Developments over the past few months have been described as a “volcanic rise in protectionist sentiments from national governments.” General Electric’s bid for Alstom as well as numerous recent takeover proposals in the pharmaceutical sector, in particular Pfizer’s attempt to acquire AstraZeneca and AbbVie’s proposed takeover of Shire, have reinvigorated the long-running debate about greater state intervention in cross-border deal-making. There have been calls for a widening of public interest tests in merger control, or for the use of other legislative tools designed to protect vital sectors of the economy from certain foreign takeovers.

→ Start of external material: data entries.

PR #1907, opened 2017-05-02
change HttpServletResponse to HttpServletRequest

spccold:

PR #2007, opened 2017-06-01
change HttpServletResponse to HttpServletRequest in SendResponseFilter

shuiky:
to check Servlet API 3.1 support is wrong.
i saw same bug in #1907


lowzj:
It maybe not the same as #1907. In #1907, it checks if `getContentLengthLong` exists in `HttpServletRequest`, and here it's correct to check if `setContentLengthLong` exists in `HttpServletResponse`.

Issue #2026, opened 2017-06-07
Centralize Configuration And Creation Of HTTP Clients


ryanjbaxter:
There are multiple places in Spring Cloud Netflix where we create an HTTP Client and each one is different.  We should try to centralize the configuration and creation of these clients in order to be consistent in behavior.

- `SimpleHostRoutingFilter`

- `OkHttpLoadBalancingClient`
- `FeignLoadBalancer`
- `RibbonLoadBalancingHttpClient`

ryanjbaxter:
Would also be nice to address #1684 as part of this work.

Issue #1684, opened 2017-02-10
Zuul with ribbon routing unable to validate custom ssl certificates


atiwari54:
In my application i want to search service with service id but my zuul is not connecting with eureka service, can any one help me out. 
1. when i hit http://localhost:8761/   then zuul is not showing there
2. If i comment the serviceid and enable the url then it will run as per requirement

here is my application.yml for zuul

```
spring:
  application:
    name: ZUUL

server:
  port: 8090

ribbon:
  eureka:
    enabled: true

eureka:
  client:
    serviceUrl:
      defaultZone: http://localhost:8761/eureka/

zuul:
  routes:
    test:
      path: /**
      serviceId: main
#     url: http://localhost:9080
```

spencergibb:
@atiwari54 unfortunately, we don't have enough information to help you. Please be more descriptive when opening issues. Include, versions, steps to reproduce and, possibly, a project that recreates the issue (not code pasted as comments).

Do you have `@EnableDiscoveryClient`? Do you have the eureka starter? Is zuul registered with eureka?

atiwari54:
@spencergibb, yes i have added `@EnableDiscoveryClient` in my zuul app. No zuul not getting register with eureka, all other microservice are  getting register.

i am using
1. spring 4.2.2.RELEASE version and spring-cloud-netflix  1.0.7.RELEASE version for ZUUL
2. spring 4.2.2.RELEASE version and spring-cloud-netflix  1.2.3.RELEASE version for EUREKA and MAIN

atiwari54:
@spencergibb, after certain changes zuul get register with eureka but now it giving me 

`com.netflix.zuul.exception.ZuulException: Forwarding error
	at org.springframework.cloud.netflix.zuul.filters.route.RibbonRoutingFilter.forward(RibbonRoutingFilter.java:140)
	at org.springframework.cloud.netflix.zuul.filters.route.RibbonRoutingFilter.run(RibbonRoutingFilter.java:105)
	at com.netflix.zuul.ZuulFilter.runFilter(ZuulFilter.java:112)
	at com.netflix.zuul.FilterProcessor.processZuulFilter(FilterProcessor.java:197)
	at com.netflix.zuul.FilterProcessor.runFilters(FilterProcessor.java:161)
	at com.netflix.zuul.FilterProcessor.route(FilterProcessor.java:120)
	at com.netflix.zuul.ZuulRunner.route(ZuulRunner.java:84)
[...]

PR #2033, opened 2017-06-10
SimpleHostRoutingFilter: Add overridable ssl context provider method

stfsy:
## Problem
We're having trouble with the hardcoded instance of **SSLContext** and our **self-signed certificates**. Tried using **ssl.keystore** etc., but our SSL Traffic is terminated by the load balancer and forwarded using http. Pretty sure we all heard that often enough, so i'll cut it short. 😄 

Setting [HttpsURLConnection.DefaultSocketFactory](https://docs.oracle.com/javase/7/docs/api/javax/net/ssl/HttpsURLConnection.html#setDefaultSSLSocketFactory(javax.net.ssl.SSLSocketFactory)) works but i'd prefer to costumize the built in SimpleHostRoutingFilter.

## Solution
Added a new method that provides the default SSLContext and can be overriden by subclasses.


ryanjbaxter:
This is actually one of the issues I plan on addressing with #2026 and there is an issue for this specific problem as well #1684.  I am of the opinion that we can make this change in the `1.3.x` branch and then in master we should implement the fix for #2026 (and #1684).  @spencergibb what do you think?

spencergibb:
Superseded by #2026

PR #2074, opened 2017-06-25
Add options for RibbonCommand to use separate thread pools for hystrix

yongsungyoon:
#### Background

When zuul creates `RibbonCommand`, it assigns `"RibbonCommand"` as a HystrixCommandGroupKey for hystrix. When using semaphore isolation, it's not a big deal. But in case of using THREAD isolation strategy, it will make all RibbonCommands to be executed in a single thread pool for hystrix. In some environments or by  an architectural decision, users might want to use separate thread pool for each service id. This PR is about providing options for this.

#### Implementation

I've added two properties of Zuul for thread isolation strategy.
```
zuul.threadPool.useSeparateThreadPools : boolean (false as default)
zuul.threadPool.threadPoolKeyPrefix : String ("" as default)
```

If setting `useSeparateThreadPools` to true, RibbonCommands will have HystrixThreadPoolKey whose value is same with commandKey. As a result, each RibbonCommand will be executed in a single thread pool that it is associated with based on commandKey (namely service ID). 

Additionally, this PR provides `threadPoolKeyPrefix` property for the convenience. If setting to a string, the string will be used as prefix for HystrixThreadPoolKey and it would be useful for the management purpose.

### DIFF
--- a/spring-cloud-netflix-core/src/main/java/org/springframework/cloud/netflix/zuul/filters/ZuulProperties.java
+++ b/spring-cloud-netflix-core/src/main/java/org/springframework/cloud/netflix/zuul/filters/ZuulProperties.java
@@ -359,9 +359,6 @@ public class ZuulProperties {
 		
 	}
 
-	@Data
-	@AllArgsConstructor
-	@NoArgsConstructor
 	public static class HystrixThreadPool {
 		/**
 		 * Flag to determine whether RibbonCommands should use separate thread pools for hystrix.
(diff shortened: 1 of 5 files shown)


spring-cloud-netflix-core/src/main/java/org/springframework/cloud/netflix/zuul/filters/ZuulProperties.java
```diff
@@ -357,6 +359,26 @@ public boolean isCustomSensitiveHeaders() {
 		
 	}
 
+	@Data
```
ryanjbaxter: We are moving away from Lombok so we should not be adding any additional uses of it.

yongsungyoon: okay, I will remove lombok annotation and add related information into the documentation about this PR soon.

yongsungyoon:
@ryanjbaxter I've removed lombok annotation and added doc about this properties.

yongsungyoon:
@ryanjbaxter I've added test cases to verify thread pool key according to properties.

spring-cloud-netflix-core/src/main/java/org/springframework/cloud/netflix/zuul/filters/route/support/AbstractRibbonCommand.java
```diff
@@ -88,12 +92,13 @@ protected static Setter getSetter(final String commandKey,
 					.getIntProperty(name, zuulProperties.getSemaphore().getMaxSemaphores());
 			setter.withExecutionIsolationSemaphoreMaxConcurrentRequests(value.get());
 		} else	{
-			// TODO Find out is some parameters can be set here
+			if (zuulProperties.getThreadPool().isUseSeparateThreadPools()) {
```
spencergibb: Should be `else if`

yongsungyoon:
@spencergibb I've fixed it. :-)

Issue #1423, opened 2019-11-30
support service center schemas related API in service-center-client


zaneChou1:
The Java client of the service center currently does not support contract-related APIs. This function is also important, and I recommend adding it.

liubao68:
Can you send PR for this? This module is quite independent of this project.

liubao68:
Close old issue, please feel free to create new one if you meet the problem again.

PR #1504, opened 2019-12-30
[SCB-1697] Add schema API in service-center-client

zaneChou1:
#1423  add service center schemas related API in service-center-client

This article commences by briefly summarizing the evolution of merger control regimes, away from broad public interest tests and towards a competition-based assessment, in the United Kingdom and also internationally. In light of the recent, increasingly vocal demand for new or wider public interest considerations, it is time to take stock and explore what implications a shift or reversal in policy of this type may have. In order to do so, we set out to answer the question whether the U.K. merger control regime is in good health. One of the key tenets of medicine is the injunction that doctors should “first, do no harm;” any treatment required for a merger control regime must thus be based on a thorough diagnosis of its current state and the full potential implications of the medicine to be prescribed.

We will therefore examine the legal framework governing the current U.K. merger control regime insofar as public interest considerations are concerned, including its important interface with EU law. We then briefly move outside the confines of merger control to assess the extent to which public interest considerations can be invoked under foreign investment control rules in the United Kingdom and a number of other jurisdictions. Against this background, the article examines evidence relating to the economic impact of foreign investment, before it points to costs and risks that may arise if the United Kingdom or other jurisdictions were to broaden public interest tests in merger control. In the final section we will identify some hallmarks of what we regard as an economically efficient and durable regime.

We are not legislative policy makers. Instead, the CMA, as a statutory body and operator of the U.K. merger control machinery, applies the law as it is enacted. We are, however, mindful of the ongoing need to keep under review the working of the regime and how it is applied in light of new circumstances and observed shortcomings. It would be remiss not to point out costs and risks of potentially forfeiting the valuable progress made in recent years in clarifying and strengthening competition law regimes across the world—and with it the world trading system—and thereby greatly improving consumer welfare outcomes and easing tensions between nations. Any reversal of this progress would not be costless, in particular if examined in an international context.